I really want to cry if I have to get on my hands and knees one more time today to get a tennis ball....


----------



## StGeorgeK9 (Jan 5, 2008)

I dont know about you, but I think my Ava does it on purpose to see me try to get under there.... I use the broom handle now....but there are three under my couch now and two under the china hutch..........and they will sit there for a little bit too....


----------



## sagelfn (Aug 13, 2009)

Sage does the same thing, I have wood floors and eventually something ends up under the couch.

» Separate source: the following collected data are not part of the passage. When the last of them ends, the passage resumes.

PR #629, opened 2023-08-21
netSnmpHostsTable.c: Fix memory leak (Coverity 344583)

moshekaplan:
netSnmpHostsTable.c: Fix memory leak (Coverity 344583)

Free memory allocation referenced in my_handler that is not free()'d in the event of a failure.

### DIFF
--- a/agent/mibgroup/examples/netSnmpHostsTable.c
+++ b/agent/mibgroup/examples/netSnmpHostsTable.c
@@ -65,8 +65,9 @@ initialize_table_netSnmpHostsTable(void)
     if (!my_handler || !table_info || !iinfo) {
         snmp_log(LOG_ERR,
                  "malloc failed in initialize_table_netSnmpHostsTable");
-        free(iinfo);
+        free(my_handler);
         free(table_info);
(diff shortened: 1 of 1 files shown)


agent/mibgroup/examples/netSnmpHostsTable.c
```diff
@@ -65,8 +65,15 @@ initialize_table_netSnmpHostsTable(void)
     if (!my_handler || !table_info || !iinfo) {
         snmp_log(LOG_ERR,
                  "malloc failed in initialize_table_netSnmpHostsTable");
-        free(iinfo);
-        free(table_info);
+        if (my_handler) {
+            free(my_handler);
+        }
+        if (iinfo) {
```
bvanassche, line 71: Please leave out the if-tests around the free() calls. From https://pubs.opengroup.org/onlinepubs/007904975/functions/free.html: _If ptr is a null pointer, no action shall occur._

moshekaplan:
Note: I reordered the free(iinfo) to mirror the if statement; it seemed like it would make it easier to read.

I also think they do it on purpose...like when babies play the "i drop it you pick it up" game


----------



## GSDElsa (Jul 22, 2009)

I swear it's on purpose to. It's STARE. WHINE. SCRATCH. STARE. WHINE. SCRATCH.

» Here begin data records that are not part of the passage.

PR #632, opened 2023-08-24
icmp.c: Avoid uninitialized variable error

moshekaplan:
Set the variable msg_stats_table_info to a default value of NULL, to avoid potentially accessing the pointer when it's uninitialized

### DIFF
--- a/agent/mibgroup/mibII/icmp.c
+++ b/agent/mibgroup/mibII/icmp.c
@@ -638,7 +638,7 @@ init_icmp(void)
     netsnmp_iterator_info *iinfo;
     netsnmp_iterator_info *msg_stats_iinfo;
     netsnmp_table_registration_info *table_info = NULL;
-    netsnmp_table_registration_info *msg_stats_table_info;
+    netsnmp_table_registration_info *msg_stats_table_info = NULL;
 #endif
     netsnmp_handler_registration *scalar_reginfo = NULL;
     int                    rc;


agent/mibgroup/mibII/icmp.c
```diff
@@ -638,7 +638,7 @@ init_icmp(void)
     netsnmp_iterator_info *iinfo;
     netsnmp_iterator_info *msg_stats_iinfo;
     netsnmp_table_registration_info *table_info = NULL;
-    netsnmp_table_registration_info *msg_stats_table_info;
+    netsnmp_table_registration_info *msg_stats_table_info = NULL;
```
bvanassche, line 641: Hmm ... I don't see any code path that reads this pointer before it has been set?

moshekaplan: I too did not see how it would be triggered, but gcc was complaining:

mibgroup/mibII/icmp.c: In function ‘init_icmp’:
mibgroup/mibII/icmp.c:754:8: warning: ‘msg_stats_table_info’ may be used uninitialized [-Wmaybe-uninitialized]
  754 |     if (msg_stats_table_info)
      |        ^
mibgroup/mibII/icmp.c:641:38: note: ‘msg_stats_table_info’ was declared here
  641 |     netsnmp_table_registration_info *msg_stats_table_info ;
      |                                      ^~~~~~~~~~~~~~~~~~~~

It seemed like initializing it to NULL would be less risky than ignoring the warning. And given that I introduced the 'bug' in the first place, I didn't want to leave a mess behind.

bvanassche: Now I see what's going on: `free(msg_stats_table_info)` can be executed before `msg_stats_table_info` has been initialized. I will merge this patch.

PR #633, opened 2023-08-25
snmpUnixDomain.c: Free memory if recvfrom fails

moshekaplan:
Free memory if recvfrom() fails.
Found with clang scan-build


snmplib/transports/snmpUnixDomain.c
```diff
@@ -150,6 +150,9 @@ netsnmp_unix_recv(netsnmp_transport *t, void *buf, int size,
             if (rc < 0 && errno != EINTR) {
                 DEBUGMSGTL(("netsnmp_unix", "recv fd %d err %d (\"%s\")\n",
                             t->sock, errno, strerror(errno)));
+                free(to);
+                *opaque = NULL;
+                *olength = 0;
```
bvanassche, line 155: The caller should not access `*opaque` nor `*olength` if a negative value is returned so I think that adding `free(to)` is sufficient.

moshekaplan: Changed to that.

PR #1042, opened 2026-01-10
Fix zero-width display hint handling per RFC 2579

lukeod:
The current code treats zero-width octet specs (e.g., `0a[`) as malformed and forces width=1. This is incorrect - RFC 2579 Section 3.1 explicitly states "the octet length can be zero."

Zero-width specs are used in practice. For example, RFC 3419 defines:
```
TransportAddressIPv6 ::= TEXTUAL-CONVENTION
    DISPLAY-HINT "0a[2x:2x:2x:2x:2x:2x:2x:2x]0a:2d"
```

The `0a[` and `0a:` emit literal brackets and colons to format addresses as `[2001:db8::1]:80`. With the current code forcing width=1, this produces garbage output.

Changes:
- Remove the incorrect `width = 1` override for zero-width specs
- Handle zero-width by emitting separator/terminator literals without consuming data bytes
- Implement trailing separator/terminator suppression per RFC 2579

Added unit tests covering basic zero-width handling, the RFC 3419 IPv6 format, trailing suppression, repeat indicators, and various edge cases.

### DIFF
--- a/snmplib/mib.c
+++ b/snmplib/mib.c
@@ -512,8 +512,36 @@ sprint_realloc_octet_string(u_char ** buf, size_t * buf_len,
                     term = *hint++;
                 else
                     term = 0;
-                if (width == 0)  /* Handle malformed hint strings */
-                    width = 1;
+            }
+
+            /*
+             * Handle zero-width display hint specs (RFC 2579 Section 3.1).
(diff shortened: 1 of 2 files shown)


bvanassche:
Thanks for the patch!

Then when I finally get down there...*nose, nose*...hurry up, WOMAN!! Get a move on it!!

5 minutes later..."oops! oh shucks, now how did THAT happen again?!"

If it wasn't for the obsessive scratching I'd probably let it sit there too.

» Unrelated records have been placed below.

PR #1048, opened 2026-01-16
Implement force option for net-snmp-create-v3-user

adam-bishop:
In some environments (e.g. Kubernetes) snmpd may be falsely detected as running when the process in question is actually confined within a container.

In these deployments, stopping all snmpd processes is not always feasible as doing so could require terminating containers owned by other cluster users.

This means that I'm unable to create users with the helper script on the container host.

This change introduces a new command-line option (-f) to force user creation, bypassing the check.


bvanassche:
Thanks for the patches!

PR #1049, opened 2026-01-16
agent: Fixed duplicate and invalid free operations in memory allocation failure handling

wxmzy88:


agent/mibgroup/host/hr_disk.c
```diff
@@ -161,8 +161,6 @@ parse_disk_config(const char *token, char *cptr)
                 config_perror("Out of memory");
                 SNMP_FREE(d_new);
                 SNMP_FREE(di_curr);
-                SNMP_FREE(d_set);
-                SNMP_FREE(d_str);
```
bvanassche: `d_set` and `d_str` are initialized to NULL. SNMP_FREE() checks these pointers before calling free(). Even if it wouldn't check these pointers there would be no issue since calling `free(NULL)` is allowed.

bvanassche (changes requested):

agent/mibgroup/host/hr_disk.c
wxmzy88: Although free(NULL) is permitted, it is preferable to remove the redundant free calls for the following two reasons：
（1）Improved Clarity: Removing these statements that never execute makes the error-handling logic more straightforward and easier to understand, avoiding unnecessary confusion for developers.

（2）Enhanced Maintainability: Adhering to the "minimal code" principle allows future memory management audits and code reviews to focus more effectively on genuine resource deallocation issues.

bvanassche:
Thanks for the patch!

PR #1050, opened 2026-01-16
agent/mibgroup/mibII/vacm_conf.c: Fix crash caused by buf being a null pointer

wxmzy88:


bvanassche:
Thanks for the patch!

And I swear she knows I'm typing about her. SHe's just sitting on the bed with the tennis ball in her mouth giving me the "oh...you just wait lady...you just wait...." look.


----------



## UConnGSD (May 19, 2008)

*Re: If Another Tennis Ball Goes Under the Couch...*

They love using the "under the couch" area as goalposts, don't they







Wolfie will soccer kick the tennis ball right in, scratch vigorously in the carpet for a bit and then sit and stare at me, so that I can just stop whatever I am doing and go get his ball.


----------



## Martie (Jun 3, 2008)

Luther does that, too. Drives us NUTS! If I settle on the couch to watch a movie, invariably that #%#%@ cuz goes under it and I have to unwrap the blanket - get up and get the @%#$ thing. When I'm really needing a time-out, I pick up the toys and it's dog-chill-out time.


----------



## 3K9Mom (Jun 12, 2006)

Camper used to do this. He'd wait for me to play with him and his Cuz. If I was too busy (or didn't feel like it), he'd look right at me, then the Cuz would dive under the sofa. Then Camper would try to plunge under the sofa after it, digging, digging, digging.... til I finally got it for him. 

Then we'd go through the whole thing again...

Sigh... 

Now that he's gone, I'd do anything to deal with that "problem" again.


----------



## onyx'girl (May 18, 2007)

It's a game, under the end/cocktail tables. I have a back scratcher to push the toys out....we play this whenever I am sitting down in the living room. If I don't get them out a whinefest begins~I think it is a GSD thing!!


----------



## DianaB (Jan 3, 2007)

Yup, we have the same issue. When we buy new furniture, we have the discussion of which balls can make it under there. We just bought a recliner loveseat and was very happy it went all the way to the ground... until of course, you put your feet up... that's when Siena wants to play "hide the ball". Or you don't know it's there and try to close the recliner and it won't. I fished out 3 of them the other day as Siena was collecting (saving?) them. guess we need bigger ones that don't roll... then they wouldn't be a ball, would they.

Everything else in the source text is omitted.